» **Records supplied**
Issue #1179, opened 2022-04-22
Cant save via Web GUI


mjd515:
i cant get the web GUI to save it always displays an an error occurred. i can edit the file manually with a text editor, and the changes will replicate after a reboot. 

i am using docker/docker compose on linux to load the application, i am using the linuxserver nightly image 

i have tried chmoding the file to 777 as well as verifying my GUID and PUID is set correctly 

i have attached a link to the carepackage 

https://mega.nz/file/5pA0CKTC#4VcnU3N6LyTYBjqWvi0S0wYdy_UzPd7CmUQh0RutTpM

DieselTech:
I'm not seeing anything stand out in the carepackage. You mention that it shows an error occurred when trying to save, what specifically is that error and do you happen to have screenshots of it?

mjd515:
I can screen shot it but it literally just says an error occured in a red box at the bottom. And then there isn't anything in the logs even after turning on debug

barbequesauce:
How about in the JavaScript console /developer tools?

mjd515:
[mylar.mdaps.net-1650728723416.log](https://github.com/mylar3/mylar3/files/8547532/mylar.mdaps.net-1650728723416.log)
thats the error i get in the console i also have a text file of the out put of the erron from the URL as a stack trace as well as node js
[new 1.txt](https://github.com/mylar3/mylar3/files/8547537/new.1.txt)

evilhero:
Check your nginx logs for an error. 

If I recall from another post along time ago (that I cannot find for the life of me), because Mylar sends the complete config in one url fetch, it can cause nginx to barf if the length is too long due to ``large_client_header_buffers`` being set to a lower than default option. 

You may have to specify that value for your mylar endpoint in your nginx config.

mjd515:
i use traefik and not ngix unless the mylar app uses ngix in the background?

barbequesauce:
No it doesn't. I believe there are similar config options in traefik...

mjd515:
ok ill check it out. i didnt see any errors in traefik logs but im sure thats probably the case. thanks! ill close the issue if i figure it out or come back with findings if no change.

evilhero:
Yeah my point being it's not really a Mylar issue as far as being able to save. There's some config option that needs to be enabled or disabled so that the large url can be saved proeprly from whatever proxy manager you're using. 

If you were to try and save the config outside of the reverse proxy, it would be able to save the config.

[...]

PR #1322, opened 2023-02-05
FIX (#1179) Change ajax method from get to post

barbequesauce:
FIX (#1179) Change ajax method from get to post

### DIFF
--- a/data/js/script.js
+++ b/data/js/script.js
@@ -194,6 +194,7 @@ function doAjaxCall(url,elem,reload,form) {
 	// Ajax Call
 	$.ajax({
 	  url: url,
+	  method: POST,
 	  data: dataString,
 	  beforeSend: function(jqXHR, settings) {
 	  	// Start loader etc.


barbequesauce:
@evilhero small note on this - we have a few versions of jQuery running around our deployment, two of three meet the minimum requirements for this (jQ 1.9) but one doesnt....

Screenshot 2023-02-05 at 4 30 12 PM

evilhero:
@barbequesauce I believe I came up with a method to call the POST specifically instead of changing the ajaxcall on a global scale, which might cause some problems if it was expecting GET. 

Basically, just added another variable to the doAjaxCall function called ``method``. If it's not specified it will default to ``get``. In the config.html we just add ``post`` as the method for the doAjaxCall and that's it.

```js
+++ b/data/js/script.js
@@ -138,7 +138,7 @@ function showMsg(msg,loader,timeout,ms) {
        }
 }

-function doAjaxCall(url,elem,reload,form) {
+function doAjaxCall(url,elem,reload,form,method) {
        // Set Message
        feedback = $("#ajaxMsg");
        update = $("#updatebar");

@@ -154,6 +154,10 @@ function doAjaxCall(url,elem,reload,form) {
        var formID = "#"+url;
        if ( form == true ) {
                var dataString = $(formID).serialize();
+                if ( !method ) {
+                    method = 'get';
+                }
        }
```

```html
+++ b/data/interfaces/default/config.html
@@ -1712,7 +1712,7 @@
              </tr>
         </table>
     </div>
-        <input type="button" value="Save Changes" onclick="doAjaxCall('configUpdate',$(this),'tabs',true);return false;" data-success="Changes saved successfully">
+        <input type="button" value="Save Changes" onclick="doAjaxCall('configUpdate',$(this),'tabs',true,'post');return false;" data-success="Changes saved successfully">
         <div class="message">
                <p><span class="ui-icon ui-icon-info" style="float: left; margin-right: .3em;"></span>Web Interface changes require a restart to take effect</p>
        </div>
```

PR #1326, opened 2023-02-22
Updated to use glob + logging for output

DieselTech:
Using glob to walk the files now instead of find. Shaved 2+ minutes off running time compared to old script on a library of 100k files. 

Original:
real    3m27.720s
user    1m9.223s
sys     0m14.013s

Updated:
real    1m12.167s
user    1m7.907s
sys     0m4.241s

Also just adds basic texts files for the output so you don't have to watch the terminal output.

### DIFF
--- a/utilities/look4untaggedcbzs.py
+++ b/utilities/look4untaggedcbzs.py
@@ -1,14 +1,22 @@
+from lib2to3.pgen2.token import NEWLINE
 import sys
 import zipfile
 import os
 import subprocess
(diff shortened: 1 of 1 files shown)


evilhero:
Have to make it a clean PR sir. There's a python3-dev merge commit that needs to be removed. You can do this by first updating the python3-dev branch, then create the pull branch. Then when you do the PR it will be just the single commit.

DieselTech:
Nuked

PR #1327, opened 2023-02-23
Update look4untaggedcbzs.py

DieselTech:
Using glob to walk the files now instead of find. Shaved 2+ minutes off running time compared to old script on a library of 100k files.

Original:
real 3m27.720s
user 1m9.223s
sys 0m14.013s

Updated:
real 1m12.167s
user 1m7.907s
sys 0m4.241s

Also just adds basic texts files for the output so you don't have to watch the terminal output.


evilhero (approved):
good to go

PR #1331, opened 2023-03-11
Bugfixes for ComicID not being read from CV notes field

billroemhild:


evilhero:
While I understand what you're doing - is the overall intent just to handle traceback errors when the notes field returns an invalid item? 

The regex has been modified in the python3-dev branch but has not been merged into master, so you may have to accomodate your code to what is already in dev. 

This hasn't come up as of yet so I'm assuming it's in relation to what you have in your notes? Just needing some justification / reason as to why this is necessary outside of being able to handle a crash (which is fine, again looking for context). 

Also, we never merge into master, always python3-dev. So this will be closed due to setting the PR against the wrong branch. You'll have to redo a clean PR against the dev branch and then we can look into merging or addressing any concerns. 

Cheers.

billroemhild:
My mistake of not working in python3-dev branch.

My main goal here was to get better results of importing by using the ComicID.  After this fix I had 20% so better results while importing.

billroemhild:
I'd been working on a better workflow for new series where I use comictagger 1.5.5 to find the ComicID before handing off to Mylar.  Problem was that the ComicID tag then wasn't being used in Mylar.

evilhero:
Unless CT has changed recently, they don't write the comicid to the comicinfo.xml file, they only write the issueid into the notes field. Mylar is only built to use the issueid in the field - if the comicid is inserted it either won't use it, or will try to use it as the issueid and fail miserably. Mylar will use the issueid and reverse lookup the comicid in order to gather the relevant series info. 

Maybe you can verify what's put in the Notes field after tagging with CT, and let us know verbatim what it is. I have a feeling that they might have changed the formatting and it may be throwing off some aspects of the imporr (ie. It's specifically looking for ``Issue ID XXXXXX``)

PR #1334, opened 2023-03-15
Allow CBR files to be scanned for ComicInfo.xml during import

billroemhild:
Calling function log entries "IMPORT-CBZ" should probably be cleaned up

### DIFF
--- a/mylar/helpers.py
+++ b/mylar/helpers.py
@@ -320,14 +320,22 @@ def rename_param(comicid, comicname, issue, ofilename, comicyear=None, issueid=N
                     if all([chkissue is None, annualize is None, not mylar.CONFIG.ANNUALS_ON]):
                         chkissue = myDB.selectone("SELECT * from annuals WHERE ComicID=? AND Issue_Number=? AND NOT Deleted", [comicid, issue]).fetchone()
 
-                if chkissue is None:
-                    #rechk chkissue against int value of issue #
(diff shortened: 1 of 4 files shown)


bill-roemhild:
Was logging every line of the comicinfo.xml.  Not needed.

evilhero:
We can't add all of this as one single PR - there are too many commits included that overlap and will cause issues when we merge into master. You'll have to recommit single PR's that don't make changes to the same file multiple times within the same PR. 

Alot of the later changes made are for formatting related, which honestly, we're not going to commit formatting /lint changes at this time as the whole importer module is in the process of a rewrite so almost all of these changes (formatting and otherwise) honestly will probably be moot.

I'm also still on the fence as to the inclusion of metadata within cbr files - all of the changes could have been avoided if you were to convert to cbz (since you're writing metadata to cbr, you're not worried about retaining the original as is).  While I'm not against it entirely, calling the module for rar extraction is probably easier than copying the code from the other module.

All being said we do appreciate the PR's and the help with the bugs obviously - if you resubmit the PR's as stated above we can better merge them in in sequence and deal with them as individual changes as opposed to one enormous PR.

bill-roemhild:
Thanks, I'm no longer going to be submitting changes.  I was moving way to quick for my own good and will now just be updating my fork only.  

Thanks for a starting point.

PR #1360, opened 2023-05-30
Fall back to webpage for newer ComicTagger versions

bbtufty:
Newer comictagger versions don't add an [Issue ID XXXXXX] to the notes part of metadata. This adds a fallback if not found, to pull the issue ID instead from the webpage (if possible)


evilhero:
Thanks for the PR!

My only concern is what I mentioned in the issue, is that you should make sure that the url being parsed is from CV and not from another website or else issueid will be something completely unrelated to CV.

bbtufty:
Edited, there's now that check in there

evilhero (approved):
Good to go!

PR #1362, opened 2023-05-31
FIX #1361: Use shutil.move to support cross-device renames

### LINKED ISSUE #1361: Cannot change the directory of a comic across devices
**Describe the bug**
When using multiple mounts in Docker (or multiple devices in bare metal installation) comics cannot be moved from one device to another. For example I have two separate block devices mounted at `/comics` and `/comics2`; `/comics` is the default location, but I want this particular comic to be on `/comics2`. If I change the Directory of the comic from `/comics/The Sandman V2 (1989)` -> `/comics2/The Sandman V2 (1989)`  it will fail. 

For whatever reason the error message is not logged in the log files. For lack for more information I have included the traceback. 

```
  File "/app/mylar3/mylar/webserve.py", line 6947, in comic_config
    os.rename(orig_location, com_location)
OSError: [Errno 18] Cross-device link: '/comics/The Sandman V2 (1989)' -> '/comics2/The Sandman V2 (1989)'
```

According to the [`os.rename`](https://docs.python.org/3/library/os.html#os.rename) documentation `os.rename` does not support cross-device renames and `shutil.move` should be used instead. 

 - OS: linuxserver/mylar3 docker image
 - Branch / commit: v0.7.2 (master eca80ef644760c3d7109800e7f6b247c39e648ce), Python 3.10.11

beardypig:
`os.rename` does not support cross-device renames and `shutil.move` should be used instead to support cross-device renames. 

Relevant documentation: https://docs.python.org/3/library/os.html#os.rename

### DIFF
--- a/mylar/webserve.py
+++ b/mylar/webserve.py
@@ -6944,7 +6944,7 @@ class WebInterface(object):
                             logger.fdebug('making directory: %s' % os.path.split(com_location)[0])
                             os.mkdir(os.path.split(com_location)[0])
                         logger.info('Renaming directory: %s --> %s' % (orig_location,com_location))
-                        os.rename(orig_location, com_location)
+                        shutil.move(orig_location, com_location)
                     except Exception as e:
                         if 'No such file or directory' in e:
                             checkdirectory = filechecker.validateAndCreateDirectory(com_location, True)


barbequesauce:
Simple enough... but we don't commit to master. Please resubmit to the dev branch.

» **What you are asked to do**
Your task is to set down again, exactly, every line from the beginning of the listing through the line with "Check your nginx logs for an error.".

» **Solved exercise**
Issue #1179, opened 2022-04-22
Cant save via Web GUI


mjd515:
i cant get the web GUI to save it always displays an an error occurred. i can edit the file manually with a text editor, and the changes will replicate after a reboot. 

i am using docker/docker compose on linux to load the application, i am using the linuxserver nightly image 

i have tried chmoding the file to 777 as well as verifying my GUID and PUID is set correctly 

i have attached a link to the carepackage 

https://mega.nz/file/5pA0CKTC#4VcnU3N6LyTYBjqWvi0S0wYdy_UzPd7CmUQh0RutTpM

DieselTech:
I'm not seeing anything stand out in the carepackage. You mention that it shows an error occurred when trying to save, what specifically is that error and do you happen to have screenshots of it?

mjd515:
I can screen shot it but it literally just says an error occured in a red box at the bottom. And then there isn't anything in the logs even after turning on debug

barbequesauce:
How about in the JavaScript console /developer tools?

mjd515:
[mylar.mdaps.net-1650728723416.log](https://github.com/mylar3/mylar3/files/8547532/mylar.mdaps.net-1650728723416.log)
thats the error i get in the console i also have a text file of the out put of the erron from the URL as a stack trace as well as node js
[new 1.txt](https://github.com/mylar3/mylar3/files/8547537/new.1.txt)

evilhero:
Check your nginx logs for an error. 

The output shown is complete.